I have dominant upper traps.
i have started training my back differently, but was after some specific stretches, and mobility movements to help my rear delts and upper back pull back.
i have recently bought some bands, as I understand a lot of this work is done with them.
^I like like what Barry is suggesting.
Also consider full-body routines for 6 months working the larger muscles first.
Squat pull push, as opposed to Squat push pull, using farmer's as a finishing exercise...keep the push in there, just focus on evening up the strength around the joint.
Already doing all of the above, minus the full body workouts.
i have got the major muscle groups covered, just was hoping for some con current release stretches for front delt/pec and mobility stuff.
my back workout is mostly rowing based movements with varying grips etc, then pull downs (too heavy to do chins at moment) then either rack pulls or reads to finish.
i see a few guys in my gym doing scapula contraction work between sets of chest with bands, and I want to try this as it will help me set my scapula for the pressing movement. Whilst I am big, I have always had technically poor form/ technique.
i also want to improve all of the stabiliser muscles around the shoulder.
So there is no value in releasing tight pecs and front delts?

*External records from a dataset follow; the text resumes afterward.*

PR #1137, opened 2020-09-14
Fix/ally sept 2020

freesteph:
# Description
Attempt to address all the manually reported issues from our Admin portal.

# Review
- Read commit log;
- Try branch locally.

### DIFF
--- a/app/assets/stylesheets/components/overview.scss
+++ b/app/assets/stylesheets/components/overview.scss
@@ -14,6 +14,10 @@
   color: $colour-white;
 }
 
+.summary-link-colour:focus {
+  color: $colour-black;
+}
+
 .overview-section-alignment {
   padding-left: 0;
   padding-right: 0;
--- a/app/assets/stylesheets/components/overview.scss
+++ b/app/assets/stylesheets/components/overview.scss
@@ -20,6 +20,8 @@
 }
 
 .overview-stats-panel {
+  @include govuk-responsive-margin(6, "bottom");
+
   padding-left: 20px;
   padding-top: 28px;
   height: 140px;
--- a/app/views/overview/index.html.erb
+++ b/app/views/overview/index.html.erb
@@ -1,13 +1,15 @@
 <% unless @current_org_signed_mou %>
-<div class="govuk-grid-row">
-  <div class="govuk-warning-text" id="mou-warning">
-    <span class="govuk-warning-text__icon" aria-hidden="true">!</span>
-    <strong class="govuk-warning-text__text">
-      <span class="govuk-warning-text__assistive">Warning</span>
-      You must sign the GovWifi <%= link_to "memorandum of understanding", mou_index_path, class: "govuk-link govuk-link--no-visited-state" %> to use this service.
-    </strong>
+  <div class="govuk-grid-row">
+    <div class="govuk-grid-column-two-thirds">
+      <div class="govuk-warning-text" id="mou-warning">
+        <span class="govuk-warning-text__icon" aria-hidden="true">!</span>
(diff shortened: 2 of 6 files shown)


app/views/overview/index.html.erb
```diff
@@ -1,13 +1,15 @@
 <% unless @current_org_signed_mou %>
-<div class="govuk-grid-row">
-  <div class="govuk-warning-text" id="mou-warning">
-    <span class="govuk-warning-text__icon" aria-hidden="true">!</span>
-    <strong class="govuk-warning-text__text">
-      <span class="govuk-warning-text__assistive">Warning</span>
-      You must sign the GovWifi <%= link_to "memorandum of understanding", mou_index_path, class: "govuk-link govuk-link--no-visited-state" %> to use this service.
-    </strong>
+  <div class="govuk-grid-row">
+    <div class="govuk-grid-column-two-thirds">
```
robinmitra, line 3: @freesteph Which guideline does this relate to?

freesteph: I'm not sure, I just fixed it as a I was tidying up the page and it looked bad on mobile.

app/views/overview/index.html.erb
```diff
@@ -1,43 +1,45 @@
...
```
robinmitra, line 3:
```suggestion
    <div class="govuk-grid-column-full">
```
You're right. But on desktop, it unnecessary wraps (and I remember us fixing this a while back). The suggestion will fix this.

app/assets/stylesheets/components/overview.scss
```diff
@@ -1,17 +1,5 @@
...
-  color: $colour-white;
-}
-
-.summary-link-colour:visited {
-  color: $colour-white;
-}
-
-.summary-link-colour:hover {
-  color: $colour-white;
+  border: 3px solid $colour-blue;
```
robinmitra, line 2: This seems like a significant change visually. Do you think we can make it work like this?
Kapture 2020-09-17 at 9 55 46

app/views/overview/index.html.erb
freesteph: > For most types of page, we recommend using either a ‘two-thirds’ or a ‘two-thirds / one third layout’. That stops lines of text getting so long that the page becomes difficult to read on desktop devices.

https://design-system.service.gov.uk/styles/layout/

app/assets/stylesheets/components/overview.scss
freesteph: think you might be caching old CSS, the new version is this: 

file:///home/steph/Pictures/Screenshot%20from%202020-09-17%2010-25-31.png

freesteph: Screenshot from 2020-09-17 10-25-31

robinmitra: Yes that's what I meant when I said the change looks significantly different visually. The gif I attached keeps the look how it used to be while still keeping the contrast acceptable.

Having said that, I just went back to the audit doc and the issue was actually having white text over yellow background, when links in those boxes are focused. So the only change we need to make is to change the link text to black when focused. I've checked the contrast against the blue background and it seems acceptable for WCAG 2.1A.

app/views/overview/index.html.erb
robinmitra: It's already in a three-quarters column, and restricting it further to two-thirds effectively makes it one-half, hence I found it looking a bit odd. This is non-blocking so feel free to disregard if you disagree.

robinmitra (approved):
🎉

PR #1156, opened 2020-10-05
fix: add missing page titles

freesteph:
Beth and I have gone through most of the pages exposed in the GovWifi
admin and have amended the page titles to reflect their content.

Some pages were intentionally left out because of their complexity,
namely the superadmin "allow orgs/users" flow, and the help form which
can be figured out in the coming days.

### DIFF
--- a/app/views/mou/index.html.erb
+++ b/app/views/mou/index.html.erb
@@ -1,3 +1,5 @@
+<% content_for :page_title, "Memorandum of understanding - GovWifi" %>
+
 <div class="govuk-grid-row">
   <div class="govuk-grid-column-three-quarters">
     <%= link_to "Back to settings", setup_instructions_path, class: "govuk-back-link" %>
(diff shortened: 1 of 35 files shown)


app/views/mou/index.html.erb
```diff
@@ -1,3 +1,5 @@
+<% content_for :page_title, "Memorum of understanding - GovWifi" %>
```
robinmitra, line 1:
```suggestion
<% content_for :page_title, "Memorandum of understanding - GovWifi" %>
```

app/views/super_admin/whitelists/email_domains/index.html.erb
```diff
@@ -1,3 +1,5 @@
+<% content_for :page_title, "Manage access - GovWifi" %>
```
robinmitra, line 1: This doesn't quite sound right to me. Something like "Manage allowed domains - GovWifi" is more accurate.

robinmitra (approved):
🚀

PR #1160, opened 2020-10-12
fix: don't enforce Bundler 1

freesteph:
Bundler 2 has been out for a while so we should really stop enforcing
1.17 here.


alan-gds (approved):
👍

makes sense to me to contract the rear muscles more, and progressively increase strength, whilst allowing pecs and shoulders to pull back through stretching and lengthening the fibres?
One of the biggest things I regret of my "lifting life" is not doing more stretches, and mobility work - I think long term its one of the most important things you can do.
One of the biggest things I regret of my "lifting life" is not doing more stretches, and mobility work - I think long term its one of the most important things you can do.
Yep it is a must! I should really do more - if your not lifting heavy, with any real intensity then maybe you could get away with not doing it....def if your focusing on deads, squats, bench etc then flexabilty plays a huge role.
Yep it is a must! I should really do more - if your not lifting heavy, with any real intensity then maybe you could get away with not doing it....def if your focusing on deads, squats, bench etc then flexabilty plays a huge role.